*Problem to solve*.
In the listing below, locate the lines that hold "sourceNamespace" and copy them.

——

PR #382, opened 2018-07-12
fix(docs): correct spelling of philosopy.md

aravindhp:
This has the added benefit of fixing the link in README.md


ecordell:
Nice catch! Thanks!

——

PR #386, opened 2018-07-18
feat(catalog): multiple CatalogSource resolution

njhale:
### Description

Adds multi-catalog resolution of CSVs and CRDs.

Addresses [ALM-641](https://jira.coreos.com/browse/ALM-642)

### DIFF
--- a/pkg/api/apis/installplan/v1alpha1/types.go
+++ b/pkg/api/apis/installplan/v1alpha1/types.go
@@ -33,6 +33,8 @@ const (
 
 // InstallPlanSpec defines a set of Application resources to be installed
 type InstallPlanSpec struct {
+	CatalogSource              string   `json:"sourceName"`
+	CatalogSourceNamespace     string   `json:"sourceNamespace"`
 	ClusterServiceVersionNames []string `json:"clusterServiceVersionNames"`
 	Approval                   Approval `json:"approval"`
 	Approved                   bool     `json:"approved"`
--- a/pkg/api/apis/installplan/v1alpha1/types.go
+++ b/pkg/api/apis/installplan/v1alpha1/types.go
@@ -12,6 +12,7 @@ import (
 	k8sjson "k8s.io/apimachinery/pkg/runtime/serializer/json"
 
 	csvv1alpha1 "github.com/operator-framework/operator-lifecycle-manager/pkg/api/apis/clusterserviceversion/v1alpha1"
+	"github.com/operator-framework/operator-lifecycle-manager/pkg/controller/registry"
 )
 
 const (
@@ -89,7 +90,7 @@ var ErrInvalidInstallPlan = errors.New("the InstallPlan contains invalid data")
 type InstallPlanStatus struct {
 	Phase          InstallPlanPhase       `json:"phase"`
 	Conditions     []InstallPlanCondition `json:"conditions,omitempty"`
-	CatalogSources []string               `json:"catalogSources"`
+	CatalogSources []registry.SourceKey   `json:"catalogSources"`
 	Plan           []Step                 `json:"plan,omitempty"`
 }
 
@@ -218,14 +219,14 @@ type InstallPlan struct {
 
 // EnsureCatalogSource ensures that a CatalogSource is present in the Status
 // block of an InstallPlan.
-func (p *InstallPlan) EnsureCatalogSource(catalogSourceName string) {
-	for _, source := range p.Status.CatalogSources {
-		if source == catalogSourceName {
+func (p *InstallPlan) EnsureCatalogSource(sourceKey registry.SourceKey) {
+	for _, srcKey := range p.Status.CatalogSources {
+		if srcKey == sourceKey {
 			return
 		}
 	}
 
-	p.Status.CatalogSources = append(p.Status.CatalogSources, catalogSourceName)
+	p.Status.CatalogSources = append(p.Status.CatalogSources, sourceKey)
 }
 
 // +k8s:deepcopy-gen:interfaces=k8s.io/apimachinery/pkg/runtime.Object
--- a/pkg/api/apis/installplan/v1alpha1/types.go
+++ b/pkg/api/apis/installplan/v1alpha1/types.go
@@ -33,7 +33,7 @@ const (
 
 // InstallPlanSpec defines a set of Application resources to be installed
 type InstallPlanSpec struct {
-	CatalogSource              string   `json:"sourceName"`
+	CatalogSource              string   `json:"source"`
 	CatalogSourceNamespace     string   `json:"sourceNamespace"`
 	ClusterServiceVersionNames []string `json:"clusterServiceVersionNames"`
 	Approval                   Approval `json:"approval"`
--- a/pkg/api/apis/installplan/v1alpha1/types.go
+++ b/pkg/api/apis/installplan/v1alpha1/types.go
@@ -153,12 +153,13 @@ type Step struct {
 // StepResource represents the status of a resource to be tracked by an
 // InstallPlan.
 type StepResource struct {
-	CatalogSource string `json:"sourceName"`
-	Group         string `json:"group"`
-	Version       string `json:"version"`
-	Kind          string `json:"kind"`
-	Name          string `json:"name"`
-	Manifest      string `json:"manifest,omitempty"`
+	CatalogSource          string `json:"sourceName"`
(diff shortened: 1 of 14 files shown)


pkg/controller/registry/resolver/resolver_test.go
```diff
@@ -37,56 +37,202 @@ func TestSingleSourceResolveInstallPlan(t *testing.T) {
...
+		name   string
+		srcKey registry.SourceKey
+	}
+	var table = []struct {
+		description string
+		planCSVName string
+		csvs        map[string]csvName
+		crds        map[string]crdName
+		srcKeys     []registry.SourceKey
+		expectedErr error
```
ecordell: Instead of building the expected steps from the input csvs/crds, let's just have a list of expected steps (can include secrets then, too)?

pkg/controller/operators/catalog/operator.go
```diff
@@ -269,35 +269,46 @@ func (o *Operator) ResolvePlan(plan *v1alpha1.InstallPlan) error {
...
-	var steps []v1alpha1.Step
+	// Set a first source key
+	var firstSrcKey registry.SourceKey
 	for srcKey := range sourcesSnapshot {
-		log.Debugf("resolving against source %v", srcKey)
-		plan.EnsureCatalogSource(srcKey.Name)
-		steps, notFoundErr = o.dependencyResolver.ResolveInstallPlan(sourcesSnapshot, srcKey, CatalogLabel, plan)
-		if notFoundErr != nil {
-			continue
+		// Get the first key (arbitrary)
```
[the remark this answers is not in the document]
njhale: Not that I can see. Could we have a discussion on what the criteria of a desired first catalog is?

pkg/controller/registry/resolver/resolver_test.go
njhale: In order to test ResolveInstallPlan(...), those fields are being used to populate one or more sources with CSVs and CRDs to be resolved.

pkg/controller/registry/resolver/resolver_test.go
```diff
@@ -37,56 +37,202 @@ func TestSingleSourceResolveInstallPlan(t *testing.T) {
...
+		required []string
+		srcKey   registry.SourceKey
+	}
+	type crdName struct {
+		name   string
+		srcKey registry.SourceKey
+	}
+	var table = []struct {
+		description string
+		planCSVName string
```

——

*Expected output*.
+	CatalogSourceNamespace     string   `json:"sourceNamespace"`
 	CatalogSourceNamespace     string   `json:"sourceNamespace"`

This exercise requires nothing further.